In any event, the question of informed consent is attached to the requirement of wrongfulness in the Aquilian action. Negligence on the part of a surgeon will be wrongful if the patient did not give informed consent. As negligence is still a requirement, where no negligence has been proved, as in the present case, the question of wrongfulness does not arise.[8]
[45] Since no negligence on the part of the defendant’s employees could be established, the plaintiff’s claim cannot succeed. Consequently, the following order is made:
The plaintiff’s action against the defendant is dismissed with costs.
____________________
E REVELAS
Judge of the High Court
Appearances:
For the plaintiff: Adv D Niekerk instructed by Swarts Attorneys, Port Elizabeth
For the defendant: Adv B Pretorius instructed by State Attorney, Port Elizabeth
Date delivered: 13 December 2016
[1] Michael and Another v Linksfield Park Clinic (Pty) Ltd and Another 2001 (3) SA 1188 (SCA) paras 36 and 37. Louwrens v Oldwage 2006 (2) 161 (SCA) para 27.

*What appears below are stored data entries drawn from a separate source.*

PR #1829, opened 2026-05-13
Fixes: create db schema and verbose logging

sadiqkhoja:
- Create `public` schema if doesn't exists (it can be dropped by `DROP OWNED BY CURRENT_USER CASCADE`)
- print all messages from `psql`


lognaturel (approved):
That’s what we discussed, thanks!

PR #1830, opened 2026-05-18
Log creating and setting properties on app users and public links

### LINKED ISSUE #1869: Backend — audit logging for user property mutations
Add audit log entries for user property creation and value assignment, so that project managers can track changes to user properties and the values assigned to App Users and Public Access Links.

- Log when a new user property is registered on a project
- Log when a property value is set or unset on an App User
- Log when a property value is set or unset on a Public Access Link
- Check on Frontend that these events come through on the system audit log page. 

Depends on
- https://github.com/getodk/central/issues/1868

ktuite:
Closes https://github.com/getodk/central/issues/1869

Added integration tests covering audit log entries for:
- Creating an actor property (`actor_property.create`)
- Setting properties on app users at creation and via PATCH (`field_key.property.set`)
- Setting properties on public links at creation and via PATCH (`public_link.property.set`)

Both `actor_property.create` and `field_key/public_link.property.set` audit logging is handled via `.audit` functions attached directly to the query functions in `actor-properties.js`. 

The action name for setting a property on a Field Key or Public Link is derived dynamically from `fieldKeyOrLink.constructor.actorType`, so the shared `setValuesForActor` query function can emit the correct action (`field_key.property.set` vs. `public_link.property.set`) without needing separate code paths in the resource layer. 

The actee for `actor_property.create` is the project; the actee for `property.set` events is the app user or public link actor.

The `field_key` and `public_link` audit action filters have been updated to include the new `property.set` events, and `actor_property.create` has been added to the `project` filter.

Should just make this top level feature more auditable.

Yes, working on separate PR for that now.

### DIFF
--- a/lib/resources/app-users.js
+++ b/lib/resources/app-users.js
@@ -30,7 +30,7 @@ module.exports = (service, endpoint) => {
     if (body.properties != null) {
       const knownProperties = await ActorProperties.getAllForProject(project.id);
       const properties = extractActorProperties(body.properties, knownProperties.map((p) => p.name));
-      await ActorProperties.setValuesForActor(project.id, fk.actorId, properties);
+      await ActorProperties.setValuesForActor(project.id, fk, properties);
     }
 
     // Returns the raw FK from create() without new properties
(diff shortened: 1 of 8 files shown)


lib/resources/app-users.js
```diff
@@ -64,7 +64,7 @@ module.exports = (service, endpoint) => {
     if (body.properties != null) {
       const knownProperties = await ActorProperties.getAllForProject(project.id);
       const properties = extractActorProperties(body.properties, knownProperties.map((p) => p.name));
-      await ActorProperties.setValuesForActor(project.id, fk.actorId, properties);
+      await ActorProperties.setValuesForActor(project.id, fk, properties);
```
sadiqkhoja, line 67: Just wondering if it is possible to have `properties` to be empty array? In that case event still be logged. Maybe that is fine, what do we do in other similar situations.

sadiqkhoja (approved):

lib/resources/app-users.js
ktuite: We usually don't log an event if nothing is actually changed/set. I've updated the code and to reflect this and added a test.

[2] 2015 (1) SA 241 (SCA) at 243 para 5.
[3] Brink Diesel Cape v O J Fishing (Pty) Ltd (unreported WCD appeal decision, Case No. A584/08) at para 20.
[4] 1914 AD 519 at 525
[5] 2013 (5) SA 437 SCA at para 15 – 17.
[6] At 243, para 5.
[7] At 244, para 7.
[8] Castell v De Greef 1994 (4) SA 408 (C) at 426 D – H.